== Data excerpts

PR #239, opened 2023-02-07
SDKS-2327 Authenticator SDK - jailbreak and biometric policies

rodrigoareis:
# JIRA Ticket

[SDKS-2327](https://bugster.forgerock.org/jira/browse/SDKS-2327) [Android] Authenticator SDK - jailbreak and biometric policies

# Description

This PR introduces the Policy Evaluator, an API used by the SDK to enforce Policy rules, such as Device Tampering Policy. This will work along the changes introduced on [SDKS-2165](https://bugster.forgerock.org/jira/browse/SDKS-2165).

- [ ] Coded to standards.
- [ ] Unit tests are written.
- [ ] e2e tests are written.
- [ ] Change log updated.


forgerock-authenticator/src/main/java/org/forgerock/android/auth/Account.java
```diff
@@ -38,21 +39,33 @@ public class Account extends ModelObject<Account> {
...
-     * @param backgroundColor String HEX code of account's background color (optional)
-     * @param timeAdded Date and Time this Account was stored
+     * @param imageURL           URL of account's logo image (optional)
+     * @param backgroundColor    String HEX code of account's background color (optional)
+     * @param timeAdded          Date and Time this Account was stored
+     * @param policies           Policies used to enforce device security (optional)
+     * @param lockingPolicy      Indicates the policy locking the account (optional)
+     * @param lock               Indicates if the account is locked (optional)
      */
     public Account(String issuer, String displayIssuer, String accountName, String displayAccountName,
```
witrisna, line 65: Do we need to care about backward compatible? This will release as 4.0?

forgerock-authenticator/src/main/java/org/forgerock/android/auth/Account.java
```diff
@@ -182,6 +238,9 @@ public String toJson() {
             jsonObject.put("imageURL", imageURL);
             jsonObject.put("backgroundColor", backgroundColor);
             jsonObject.put("timeAdded", timeAdded != null ? timeAdded.getTimeInMillis() : null);
+            jsonObject.put("policies", policies);
```
witrisna, line 241: I think that will treat policies as String instead of JSONObject.

forgerock-authenticator/src/main/java/org/forgerock/android/auth/Account.java
```diff
@@ -208,6 +267,9 @@ public static Account deserialize(String jsonString) {
                     .setImageURL(jsonObject.has("imageURL") ? jsonObject.getString("imageURL") : null)
                     .setBackgroundColor(jsonObject.has("backgroundColor") ? jsonObject.getString("backgroundColor") : null)
                     .setTimeAdded(jsonObject.has("timeAdded") ? getDate(jsonObject.optLong("timeAdded")) : null)
+                    .setPolicies(jsonObject.has("policies") ? jsonObject.getString("policies") : null)
```
witrisna, line 270: May need to pay attention to this, the underlining may be a JSONObject, but we convert it to String.

forgerock-authenticator/src/main/java/org/forgerock/android/auth/AuthenticatorManager.java
```diff
@@ -128,6 +142,29 @@ boolean updateAccount(Account account) {
         }
     }
 
+    boolean lockAccount(Account account, FRAPolicy policy) throws AccountLockException {
+        if (account.isLocked()) {
+            throw new AccountLockException("Error locking the Account: Account is already locked.");
+        } else if (policy.getName() == null || policy.getName().isEmpty()) {
+            throw new AccountLockException("Error locking the Account: The policy name is required.");
+        } else if (!account.getPolicies().contains(policy.getName())) {
```
witrisna, line 150: Recommend mapping the policy name instead of the whole string.

forgerock-authenticator/src/main/java/org/forgerock/android/auth/AuthenticatorManager.java
```diff
@@ -240,9 +289,69 @@ List<PushNotification> getAllNotifications(@NonNull Mechanism mechanism) {
...
+            public void onException(Exception e) {
+                Logger.error(TAG, "Error creating OATH mechanism in Combined MFA.");
+            }
+        });
+
+        // Register PUSH mechanism passing combined parameters
+        pushFactory.createFromUri(uri, new FRAListener<Mechanism>() {
+            @Override
+            public void onSuccess(Mechanism result) {
+                listener.onSuccess(result);
```
witrisna, line 325: We just want to return one result?

forgerock-authenticator/src/main/java/org/forgerock/android/auth/AuthenticatorManager.java
```diff
@@ -240,9 +289,69 @@ List<PushNotification> getAllNotifications(@NonNull Mechanism mechanism) {
...
+                Logger.debug(TAG, "PUSH mechanism in Combined MFA successfully created.");
+            }
+
+            @Override
+            public void onException(Exception e) {
+                listener.onSuccess(oathMechanism[0]);
```
witrisna, line 331: Does the caller receive success and exception at the same time?

forgerock-authenticator/src/main/java/org/forgerock/android/auth/AuthenticatorManager.java
```diff
@@ -240,9 +289,69 @@ List<PushNotification> getAllNotifications(@NonNull Mechanism mechanism) {
...
+        });
+    }
+    
     private void initializeAccount(Account account) {
         if(account != null) {
-            Logger.debug(TAG, "Loading associated data for the Account with ID: %s", account.getId());
+            Logger.debug(TAG, "Evaluating policies for the new Account with ID: %s",
+                    account.getId());
+            boolean policiesCompliance = policyEvaluator.evaluate(context, account);
+            if(!account.isLocked() & !policiesCompliance) {
```
witrisna, line 343: In purpose doing & instead of &&?

forgerock-authenticator/src/main/java/org/forgerock/android/auth/AuthenticatorManager.java
```diff
@@ -240,9 +289,69 @@ List<PushNotification> getAllNotifications(@NonNull Mechanism mechanism) {
...
+                Logger.debug(TAG, "Lock Account due non-compliance policy with name: %s",
+                        policyEvaluator.getNonCompliancePolicy().getName());
+                account.lock(policyEvaluator.getNonCompliancePolicy());
```
witrisna, line 346: Looks like a bit danger to maintain state in the policyEvaluator, if calling the initializeAccount with a different Account, keeping the nonCompliancePolicy may be an issue.

forgerock-authenticator/src/main/java/org/forgerock/android/auth/FRAClient.java
```diff
@@ -162,8 +183,9 @@ public Account getAccount(@NonNull Mechanism mechanism) {
      * not be found or updated.
      * @param account The Account to update.
      * @return boolean as result of the operation
+     * @throws AccountLockException if account is locked
      */
-    public boolean updateAccount(@NonNull Account account) {
+    public boolean updateAccount(@NonNull Account account) throws AccountLockException {
```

====

What needs to be done:
Copy all of the data. Keep every word exactly as it is.

Solution for this problem:
PR #239, opened 2023-02-07
SDKS-2327 Authenticator SDK - jailbreak and biometric policies

rodrigoareis:
# JIRA Ticket

[SDKS-2327](https://bugster.forgerock.org/jira/browse/SDKS-2327) [Android] Authenticator SDK - jailbreak and biometric policies

# Description

This PR introduces the Policy Evaluator, an API used by the SDK to enforce Policy rules, such as Device Tampering Policy. This will work along the changes introduced on [SDKS-2165](https://bugster.forgerock.org/jira/browse/SDKS-2165).

- [ ] Coded to standards.
- [ ] Unit tests are written.
- [ ] e2e tests are written.
- [ ] Change log updated.


forgerock-authenticator/src/main/java/org/forgerock/android/auth/Account.java
```diff
@@ -38,21 +39,33 @@ public class Account extends ModelObject<Account> {
...
-     * @param backgroundColor String HEX code of account's background color (optional)
-     * @param timeAdded Date and Time this Account was stored
+     * @param imageURL           URL of account's logo image (optional)
+     * @param backgroundColor    String HEX code of account's background color (optional)
+     * @param timeAdded          Date and Time this Account was stored
+     * @param policies           Policies used to enforce device security (optional)
+     * @param lockingPolicy      Indicates the policy locking the account (optional)
+     * @param lock               Indicates if the account is locked (optional)
      */
     public Account(String issuer, String displayIssuer, String accountName, String displayAccountName,
```
witrisna, line 65: Do we need to care about backward compatible? This will release as 4.0?

forgerock-authenticator/src/main/java/org/forgerock/android/auth/Account.java
```diff
@@ -182,6 +238,9 @@ public String toJson() {
             jsonObject.put("imageURL", imageURL);
             jsonObject.put("backgroundColor", backgroundColor);
             jsonObject.put("timeAdded", timeAdded != null ? timeAdded.getTimeInMillis() : null);
+            jsonObject.put("policies", policies);
```
witrisna, line 241: I think that will treat policies as String instead of JSONObject.

forgerock-authenticator/src/main/java/org/forgerock/android/auth/Account.java
```diff
@@ -208,6 +267,9 @@ public static Account deserialize(String jsonString) {
                     .setImageURL(jsonObject.has("imageURL") ? jsonObject.getString("imageURL") : null)
                     .setBackgroundColor(jsonObject.has("backgroundColor") ? jsonObject.getString("backgroundColor") : null)
                     .setTimeAdded(jsonObject.has("timeAdded") ? getDate(jsonObject.optLong("timeAdded")) : null)
+                    .setPolicies(jsonObject.has("policies") ? jsonObject.getString("policies") : null)
```
witrisna, line 270: May need to pay attention to this, the underlining may be a JSONObject, but we convert it to String.

forgerock-authenticator/src/main/java/org/forgerock/android/auth/AuthenticatorManager.java
```diff
@@ -128,6 +142,29 @@ boolean updateAccount(Account account) {
         }
     }
 
+    boolean lockAccount(Account account, FRAPolicy policy) throws AccountLockException {
+        if (account.isLocked()) {
+            throw new AccountLockException("Error locking the Account: Account is already locked.");
+        } else if (policy.getName() == null || policy.getName().isEmpty()) {
+            throw new AccountLockException("Error locking the Account: The policy name is required.");
+        } else if (!account.getPolicies().contains(policy.getName())) {
```
witrisna, line 150: Recommend mapping the policy name instead of the whole string.

forgerock-authenticator/src/main/java/org/forgerock/android/auth/AuthenticatorManager.java
```diff
@@ -240,9 +289,69 @@ List<PushNotification> getAllNotifications(@NonNull Mechanism mechanism) {
...
+            public void onException(Exception e) {
+                Logger.error(TAG, "Error creating OATH mechanism in Combined MFA.");
+            }
+        });
+
+        // Register PUSH mechanism passing combined parameters
+        pushFactory.createFromUri(uri, new FRAListener<Mechanism>() {
+            @Override
+            public void onSuccess(Mechanism result) {
+                listener.onSuccess(result);
```
witrisna, line 325: We just want to return one result?

forgerock-authenticator/src/main/java/org/forgerock/android/auth/AuthenticatorManager.java
```diff
@@ -240,9 +289,69 @@ List<PushNotification> getAllNotifications(@NonNull Mechanism mechanism) {
...
+                Logger.debug(TAG, "PUSH mechanism in Combined MFA successfully created.");
+            }
+
+            @Override
+            public void onException(Exception e) {
+                listener.onSuccess(oathMechanism[0]);
```
witrisna, line 331: Does the caller receive success and exception at the same time?

forgerock-authenticator/src/main/java/org/forgerock/android/auth/AuthenticatorManager.java
```diff
@@ -240,9 +289,69 @@ List<PushNotification> getAllNotifications(@NonNull Mechanism mechanism) {
...
+        });
+    }
+    
     private void initializeAccount(Account account) {
         if(account != null) {
-            Logger.debug(TAG, "Loading associated data for the Account with ID: %s", account.getId());
+            Logger.debug(TAG, "Evaluating policies for the new Account with ID: %s",
+                    account.getId());
+            boolean policiesCompliance = policyEvaluator.evaluate(context, account);
+            if(!account.isLocked() & !policiesCompliance) {
```
witrisna, line 343: In purpose doing & instead of &&?

forgerock-authenticator/src/main/java/org/forgerock/android/auth/AuthenticatorManager.java
```diff
@@ -240,9 +289,69 @@ List<PushNotification> getAllNotifications(@NonNull Mechanism mechanism) {
...
+                Logger.debug(TAG, "Lock Account due non-compliance policy with name: %s",
+                        policyEvaluator.getNonCompliancePolicy().getName());
+                account.lock(policyEvaluator.getNonCompliancePolicy());
```
witrisna, line 346: Looks like a bit danger to maintain state in the policyEvaluator, if calling the initializeAccount with a different Account, keeping the nonCompliancePolicy may be an issue.

forgerock-authenticator/src/main/java/org/forgerock/android/auth/FRAClient.java
```diff
@@ -162,8 +183,9 @@ public Account getAccount(@NonNull Mechanism mechanism) {
      * not be found or updated.
      * @param account The Account to update.
      * @return boolean as result of the operation
+     * @throws AccountLockException if account is locked
      */
-    public boolean updateAccount(@NonNull Account account) {
+    public boolean updateAccount(@NonNull Account account) throws AccountLockException {
```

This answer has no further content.